TASK TO COMPLETE: Entries follow. Give back exactly the lines starting at the one containing "Not applicable. This" and ending at the one containing "- **Refactor**", and no other lines.

MATERIAL FOR THIS EXERCISE:
------------------------------------------------------------

PR #933, opened 2026-09-11
[FIX]: Standardize client on shared Role enum

### LINKED ISSUE #917: Role enum is declared three times — standardize on the shared export
## Problem
The `Role` enum exists in three places with identical members:

- `packages/shared/src/types.ts:22` — the canonical, exported one
- `apps/client/src/types/index.ts:2` — a client copy, exported
- `apps/client/src/lib/permissions.ts:5` — another copy, not even exported

Different client modules import different copies. They happen to agree today; the first time one is edited, they won't — and TypeScript will treat `Role.Admin` from one module as incompatible with `Role.Admin` from another.

## Suggested fix
Delete the two client copies and import `Role` from `@OpsiMate/shared` everywhere (grep `Role\b` imports in `apps/client/src`). `permissions.ts` already imports other things from shared, so it's a one-line change there. Run `pnpm --filter @OpsiMate/client typecheck` after — any import that still points at the deleted copy will fail loudly.

*(easy — mechanical, but it touches every file that imports `Role`, so it's good practice for a careful multi-file refactor)*

JavierQuinan:
## Issue Reference

Closes #917

---

## What Was Changed

- Removed the duplicated `Role` enum from `apps/client/src/types/index.ts`.
- Re-exported the canonical `Role` enum from `@OpsiMate/shared` to preserve existing client imports.
- Removed the local `Role` enum from `apps/client/src/lib/permissions.ts`.
- Updated `permissions.ts` to use the shared `Role` enum.
- Updated `AddUserModal.tsx` to import `Role` directly from `@OpsiMate/shared`.

---

## Why Was It Changed

The `Role` enum was defined in multiple locations with the same values.

Keeping separate enum declarations creates a risk of the definitions diverging over time and can also cause TypeScript incompatibilities between values originating from different enum declarations.

This change makes `packages/shared/src/types.ts` the single source of truth for `Role` while keeping the existing client barrel export compatible.

---

## Screenshots

Not applicable. This change does not modify the UI.

---

## Additional Context

This is intentionally a small refactor.

No role values, permission rules, API behavior, or user-facing functionality were changed.

The branch only updates the client-side references needed to use the shared `Role` enum.

## Summary by CodeRabbit

- **Refactor**
  - Standardized role definitions across the client to improve consistency in user and permission handling.
  - Updated role assignments and permission checks to use the same shared definitions.
  - Removed the separate client-side role definition while preserving existing roles and permission behavior.
  - No changes to the available user experience or role-based capabilities.

### DIFF
--- a/apps/client/src/components/AddUserModal.tsx
+++ b/apps/client/src/components/AddUserModal.tsx
@@ -5,7 +5,8 @@ import { Label } from './ui/label';
 import { Select, SelectContent, SelectItem, SelectTrigger, SelectValue } from './ui/select';
 import { Dialog, DialogContent, DialogDescription, DialogFooter, DialogHeader, DialogTitle } from './ui/dialog';
 import { apiRequest } from '../lib/api';
-import { User, Role } from '../types';
+import { Role } from '@OpsiMate/shared';
+import { User } from '../types';
 import { ErrorAlert } from './ErrorAlert';
 import { useFormErrors } from '../hooks/useFormErrors';
 
--- a/apps/client/src/lib/permissions.ts
+++ b/apps/client/src/lib/permissions.ts
@@ -1,13 +1,6 @@
+import { Role } from '@OpsiMate/shared';
 import { getUserRole } from './auth';
 import { isPlaygroundMode } from './playground';
-
-// Local role definitions for client-side use
-enum Role {
-	Admin = 'admin',
-	Editor = 'editor',
-	Viewer = 'viewer',
-	Operation = 'operation',
-}
 
 export type Permission = 'create' | 'edit' | 'delete' | 'view' | 'operate';
 
--- a/apps/client/src/types/index.ts
+++ b/apps/client/src/types/index.ts
@@ -1,10 +1,6 @@
-// Client-side type definitions
-export enum Role {
-	Admin = 'admin',
-	Editor = 'editor',
-	Viewer = 'viewer',
-	Operation = 'operation',
-}
+import { Role } from '@OpsiMate/shared';
+
+export { Role } from '@OpsiMate/shared';
 
 export interface User {
 	id: number;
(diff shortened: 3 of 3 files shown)


idanlodzki:
Right approach — turning `types/index.ts` into a re-export (`export { Role } from '@OpsiMate/shared'`) instead of deleting the symbol means nothing importing `Role` from `../types` breaks, and I confirmed the shared enum has the same four members (`Role.Operation` is used in 7 places; all safe). Tests 261/261, prettier clean.

One real problem, and it's the kind that hides: **a re-export doesn't bring the name into scope.** `types/index.ts` line 7 uses `Role` itself (`role: Role` on `User`), and with only `export { Role } from …` there's no local binding, so:

```
src/types/index.ts(7,8): error TS2304: Cannot find name 'Role'.
```

Vite and Vitest don't catch it (esbuild strips types without checking), which is why everything looked green locally — but CI runs `pnpm --filter @OpsiMate/client typecheck`, which gates against a baseline of known errors, and this one is **new**, so CI will fail. Fix is one line — import it as well as re-export it:

```ts
import { Role } from '@OpsiMate/shared';
export { Role };
```

Run `pnpm --filter @OpsiMate/client typecheck` before pushing and it should say "No new client type errors". After your push the first-contributor CI gate re-arms; ping here and I'll approve it. Close to done — nice refactor otherwise.

JavierQuinan:
Fixed in 15b043b9: Role is now imported into local scope and re-exported separately, so User.role: Role type-checks correctly. The first-contributor workflows have re-armed and are ready for approval.

idanlodzki:
Fix confirmed — `import { Role } from '@OpsiMate/shared'; export { Role };` is exactly right, and the real CI gate now reports `No new client type errors`. Tests 261/261. Enum parity with the shared copy verified (four members; `Role.Operation`'s seven call sites are all safe). Merging when CI is green — thanks for the quick turnaround, and if OpsiMate is useful to you, a ⭐ helps others find it.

------------------------------------------------------------

RESPONSE FOR THIS EXERCISE:
Not applicable. This change does not modify the UI.

---

## Additional Context

This is intentionally a small refactor.

No role values, permission rules, API behavior, or user-facing functionality were changed.

The branch only updates the client-side references needed to use the shared `Role` enum.

## Summary by CodeRabbit

- **Refactor**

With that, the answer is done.